Each line below must be set down exactly as it stands.

::: Stored data

PR #3377, opened 2026-01-29
fix: remove unnecessary global time step adjustment

JasonMarechal25:
## Explanation
The local -> global conversion is already done here, no need to convert twice. Otherwise the time labels are wrong.
```cpp
TimeBlock convertBlockTimeStepToAbsoluteTimeStep(unsigned int timeStep,
                                                 const TimeConversionMode& mode,
                                                 const unsigned currentBlock)
{
    switch (mode)
    {
    case TimeConversionMode::WeeklyBlocks:
        return {.block = currentBlock + 1,
                .blockTimeIndex = timeStep + 1, // here
                .absoluteTimeIndex = currentBlock * 168 + timeStep + 1}; // here
    case TimeConversionMode::DailyBlocks:
        return {.block = currentBlock + 1,
                .blockTimeIndex = timeStep + 1, // here
                .absoluteTimeIndex = currentBlock * 24 + timeStep + 1}; // here
    case TimeConversionMode::SingleBlock:
    default:
        return {.block = 1, .blockTimeIndex = timeStep + 1, .absoluteTimeIndex = timeStep + 1}; // here
    }
}
```


src/io/outputs/SimulationTableGenerator.cpp
```diff
@@ -92,7 +92,7 @@ void addVariableEntries(ISimulationTable& simulationTable,
         auto handle = [&](std::optional<unsigned> timeStep, std::optional<unsigned> scenIdx)
         {
             TimeBlock tb = timeStep ? convertBlockTimeStepToAbsoluteTimeStep(
```
a-zakir: are sure about this ?

JasonMarechal25: No.
It works on the exemple I used but I don't yet know about all impacts

flomnes (approved):

PR #3393, opened 2026-02-06
fix: properly handle modeler error

JasonMarechal25:
In some cases modeler error where ignored. It was the case for yml convertion error. In this case error were caught in load.cpp but only logs.infos were triggered.

We choose to trigger logs.error instead to abort the simulation and display error to user.

A side effect is that in the case of legacy study without model library we now trigger error which we don't want. 
In the absence of model-library a warning is triggered instead of bubbling up an exception.

Implementation note: we use std::optional. With c++23 we would have used the optional::transform pattern.


src/modeler/loadFiles/readLibraries.cpp
```diff
@@ -164,13 +169,20 @@ Solver::ResolutionMode convertResolutionMode(std::string ymlMode)
...
+    if (ymlLibraries.has_value())
+    {
+        const auto ymlOptimConfig = loadOptimConfigFromYaml(studyPath);
+        updateLibrariesWithOptimConfig(ymlLibraries.value(), ymlOptimConfig);
+        // Avoid ambiguous brace-init by explicitly creating the optional
+        // using std::make_optional/std::make_pair.
+        return std::make_optional(
+          std::make_pair(convertIntoSystemLibs(ymlLibraries.value()),
+                         convertResolutionMode(ymlOptimConfig.resolution_mode)));
+    }
```
flomnes: `std::make_pair` is probably not needed here

```cpp
template< class T, class... Args >
constexpr std::optional<T> make_optional( Args&&... args );
```

https://en.cppreference.com/w/cpp/utility/optional/make_optional.html

flomnes (commented):
I'm not a fan of mixing exceptions and `std::optional` for error handling. For me it's either one or the other
Let's discuss it

flomnes (approved):

PR #3397, opened 2026-02-09
feat: Add sts prod to fictitious load [ANT-3739]

payetvin:


src/solver/optimisation/constraints/FictitiousLoad.cpp
```diff
@@ -19,6 +19,15 @@ void FictitiousLoad::add(int pdt, int pays)
...
 
+    if (data.DefaillanceNegativeUtiliserHydro[pays])
+    {
+        for (const auto& storage: data.ShortTermStorage[pays])
+        {
+            builder.ShortTermStorageWithdrawal(storage.clusterGlobalIndex, -1.0);
+            builder.ShortTermStorageInjection(storage.clusterGlobalIndex, 1.0);
+        }
+    }
+
```
flomnes, line 29: Two remarks
1. l. 19 is crappy, we should never add zero coefficients to constraints. I suggest putting everything into an `if` clause instead of the ternary that's currently in place
2. Avoid duplication and re-use this function in the same way as `ExportPaliers`
https://github.com/AntaresSimulatorTeam/Antares_Simulator/blob/c32b046566ff8b9fb5aff85005d0cc0470300f2e/src/solver/optimisation/constraints/AreaBalance.cpp#L6-L15

flomnes (commented):
+ documentation
+ unit tests

src/solver/optimisation/constraints/FictitiousLoad.cpp
```diff
@@ -16,8 +16,12 @@ void FictitiousLoad::add(int pdt, int pays)
 
     builder.updateHourWithinWeek(pdt);
     ExportPaliers(data.PaliersThermiquesDuPays[pays], builder);
-    auto coeff = data.DefaillanceNegativeUtiliserHydro[pays] ? -1 : 0;
-    builder.HydProd(pays, coeff).Spillage(pays, 1.0);
+
+    if (data.DefaillanceNegativeUtiliserHydro[pays])
+    {
+        builder.HydProd(pays, -1.0).NegativeUnsuppliedEnergy(pays, 1.0);
+        shortTermStorageBalance(data.ShortTermStorage[pays], builder);
```
flomnes:
```suggestion
        builder.HydProd(pays, -1.0).NegativeUnsuppliedEnergy(pays, 1.0).ShortTermStorageWithdrawal(index, -1.0);
```

flomnes (approved):

JasonMarechal25 (approved):

PR #3407, opened 2026-02-16
Fix MILP problems in hybrid studies [ANT-4551]

flomnes:


src/solver/optimisation/opt_appel_solveur_lineaire.cpp
```diff
@@ -325,11 +347,13 @@ bool OPT_AppelDuSimplexe(const SingleOptimOptions& options,
     }
     else
     {
-        LegacyOrtoolsLinearProblem infeasibleProblem(problemeHebdo->ProblemeAResoudre->isMIP(),
-                                                     options.solverName);
-        FillContext fillCtx = buildFillContext(problemeHebdo, NumIntervalle);
         const auto& modelerData = problemeHebdo->modelerData;
         bool hasModelerData = modelerData != nullptr;
+        const bool isMip = problemeHebdo->ProblemeAResoudre->isMIP()
```
a-zakir, line 333: While this code is clean, there’s some duplication with the pure modeler. It might be worth constructing this information in the optimEntity container instead.

a-zakir (approved):

src/solver/optimisation/opt_appel_solveur_lineaire.cpp
a-zakir: actually, forget about my last statement, this milp flag is used to select the right and available solver for the problem

PR #3429, opened 2026-02-19
Fix dynamic district aggregation

payetvin:


src/solver/variable/dynamicAggregation/dynamicAggregationSingleYear.cpp
```diff
@@ -23,6 +23,14 @@ void DynamicAggregationSingleYear::addResultsToSets(const PROBLEME_HEBDO& pb)
     }
 }
 
+void DynamicAggregationSingleYear::reset()
+{
+    for (auto& [_, setData]: setsData_)
```
JasonMarechal25, line 28: note: you can use setsData_ | views::values

JasonMarechal25 (approved):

::::::

▶ [Answer to the problem]:
PR #3377, opened 2026-01-29
fix: remove unnecessary global time step adjustment

JasonMarechal25:
## Explanation
The local -> global conversion is already done here, no need to convert twice. Otherwise the time labels are wrong.
```cpp
TimeBlock convertBlockTimeStepToAbsoluteTimeStep(unsigned int timeStep,
                                                 const TimeConversionMode& mode,
                                                 const unsigned currentBlock)
{
    switch (mode)
    {
    case TimeConversionMode::WeeklyBlocks:
        return {.block = currentBlock + 1,
                .blockTimeIndex = timeStep + 1, // here
                .absoluteTimeIndex = currentBlock * 168 + timeStep + 1}; // here
    case TimeConversionMode::DailyBlocks:
        return {.block = currentBlock + 1,
                .blockTimeIndex = timeStep + 1, // here
                .absoluteTimeIndex = currentBlock * 24 + timeStep + 1}; // here
    case TimeConversionMode::SingleBlock:
    default:
        return {.block = 1, .blockTimeIndex = timeStep + 1, .absoluteTimeIndex = timeStep + 1}; // here
    }
}
```


src/io/outputs/SimulationTableGenerator.cpp
```diff
@@ -92,7 +92,7 @@ void addVariableEntries(ISimulationTable& simulationTable,
         auto handle = [&](std::optional<unsigned> timeStep, std::optional<unsigned> scenIdx)
         {
             TimeBlock tb = timeStep ? convertBlockTimeStepToAbsoluteTimeStep(
```
a-zakir: are sure about this ?

JasonMarechal25: No.
It works on the exemple I used but I don't yet know about all impacts

flomnes (approved):

PR #3393, opened 2026-02-06
fix: properly handle modeler error

JasonMarechal25:
In some cases modeler error where ignored. It was the case for yml convertion error. In this case error were caught in load.cpp but only logs.infos were triggered.

We choose to trigger logs.error instead to abort the simulation and display error to user.

A side effect is that in the case of legacy study without model library we now trigger error which we don't want. 
In the absence of model-library a warning is triggered instead of bubbling up an exception.

Implementation note: we use std::optional. With c++23 we would have used the optional::transform pattern.


src/modeler/loadFiles/readLibraries.cpp
```diff
@@ -164,13 +169,20 @@ Solver::ResolutionMode convertResolutionMode(std::string ymlMode)
...
+    if (ymlLibraries.has_value())
+    {
+        const auto ymlOptimConfig = loadOptimConfigFromYaml(studyPath);
+        updateLibrariesWithOptimConfig(ymlLibraries.value(), ymlOptimConfig);
+        // Avoid ambiguous brace-init by explicitly creating the optional
+        // using std::make_optional/std::make_pair.
+        return std::make_optional(
+          std::make_pair(convertIntoSystemLibs(ymlLibraries.value()),
+                         convertResolutionMode(ymlOptimConfig.resolution_mode)));
+    }
```
flomnes: `std::make_pair` is probably not needed here

```cpp
template< class T, class... Args >
constexpr std::optional<T> make_optional( Args&&... args );
```

https://en.cppreference.com/w/cpp/utility/optional/make_optional.html

flomnes (commented):
I'm not a fan of mixing exceptions and `std::optional` for error handling. For me it's either one or the other
Let's discuss it

flomnes (approved):

PR #3397, opened 2026-02-09
feat: Add sts prod to fictitious load [ANT-3739]

payetvin:


src/solver/optimisation/constraints/FictitiousLoad.cpp
```diff
@@ -19,6 +19,15 @@ void FictitiousLoad::add(int pdt, int pays)
...
 
+    if (data.DefaillanceNegativeUtiliserHydro[pays])
+    {
+        for (const auto& storage: data.ShortTermStorage[pays])
+        {
+            builder.ShortTermStorageWithdrawal(storage.clusterGlobalIndex, -1.0);
+            builder.ShortTermStorageInjection(storage.clusterGlobalIndex, 1.0);
+        }
+    }
+
```
flomnes, line 29: Two remarks
1. l. 19 is crappy, we should never add zero coefficients to constraints. I suggest putting everything into an `if` clause instead of the ternary that's currently in place
2. Avoid duplication and re-use this function in the same way as `ExportPaliers`
https://github.com/AntaresSimulatorTeam/Antares_Simulator/blob/c32b046566ff8b9fb5aff85005d0cc0470300f2e/src/solver/optimisation/constraints/AreaBalance.cpp#L6-L15

flomnes (commented):
+ documentation
+ unit tests

src/solver/optimisation/constraints/FictitiousLoad.cpp
```diff
@@ -16,8 +16,12 @@ void FictitiousLoad::add(int pdt, int pays)
 
     builder.updateHourWithinWeek(pdt);
     ExportPaliers(data.PaliersThermiquesDuPays[pays], builder);
-    auto coeff = data.DefaillanceNegativeUtiliserHydro[pays] ? -1 : 0;
-    builder.HydProd(pays, coeff).Spillage(pays, 1.0);
+
+    if (data.DefaillanceNegativeUtiliserHydro[pays])
+    {
+        builder.HydProd(pays, -1.0).NegativeUnsuppliedEnergy(pays, 1.0);
+        shortTermStorageBalance(data.ShortTermStorage[pays], builder);
```
flomnes:
```suggestion
        builder.HydProd(pays, -1.0).NegativeUnsuppliedEnergy(pays, 1.0).ShortTermStorageWithdrawal(index, -1.0);
```

flomnes (approved):

JasonMarechal25 (approved):

PR #3407, opened 2026-02-16
Fix MILP problems in hybrid studies [ANT-4551]

flomnes:


src/solver/optimisation/opt_appel_solveur_lineaire.cpp
```diff
@@ -325,11 +347,13 @@ bool OPT_AppelDuSimplexe(const SingleOptimOptions& options,
     }
     else
     {
-        LegacyOrtoolsLinearProblem infeasibleProblem(problemeHebdo->ProblemeAResoudre->isMIP(),
-                                                     options.solverName);
-        FillContext fillCtx = buildFillContext(problemeHebdo, NumIntervalle);
         const auto& modelerData = problemeHebdo->modelerData;
         bool hasModelerData = modelerData != nullptr;
+        const bool isMip = problemeHebdo->ProblemeAResoudre->isMIP()
```
a-zakir, line 333: While this code is clean, there’s some duplication with the pure modeler. It might be worth constructing this information in the optimEntity container instead.

a-zakir (approved):

src/solver/optimisation/opt_appel_solveur_lineaire.cpp
a-zakir: actually, forget about my last statement, this milp flag is used to select the right and available solver for the problem

PR #3429, opened 2026-02-19
Fix dynamic district aggregation

payetvin:


src/solver/variable/dynamicAggregation/dynamicAggregationSingleYear.cpp
```diff
@@ -23,6 +23,14 @@ void DynamicAggregationSingleYear::addResultsToSets(const PROBLEME_HEBDO& pb)
     }
 }
 
+void DynamicAggregationSingleYear::reset()
+{
+    for (auto& [_, setData]: setsData_)
```
JasonMarechal25, line 28: note: you can use setsData_ | views::values

JasonMarechal25 (approved):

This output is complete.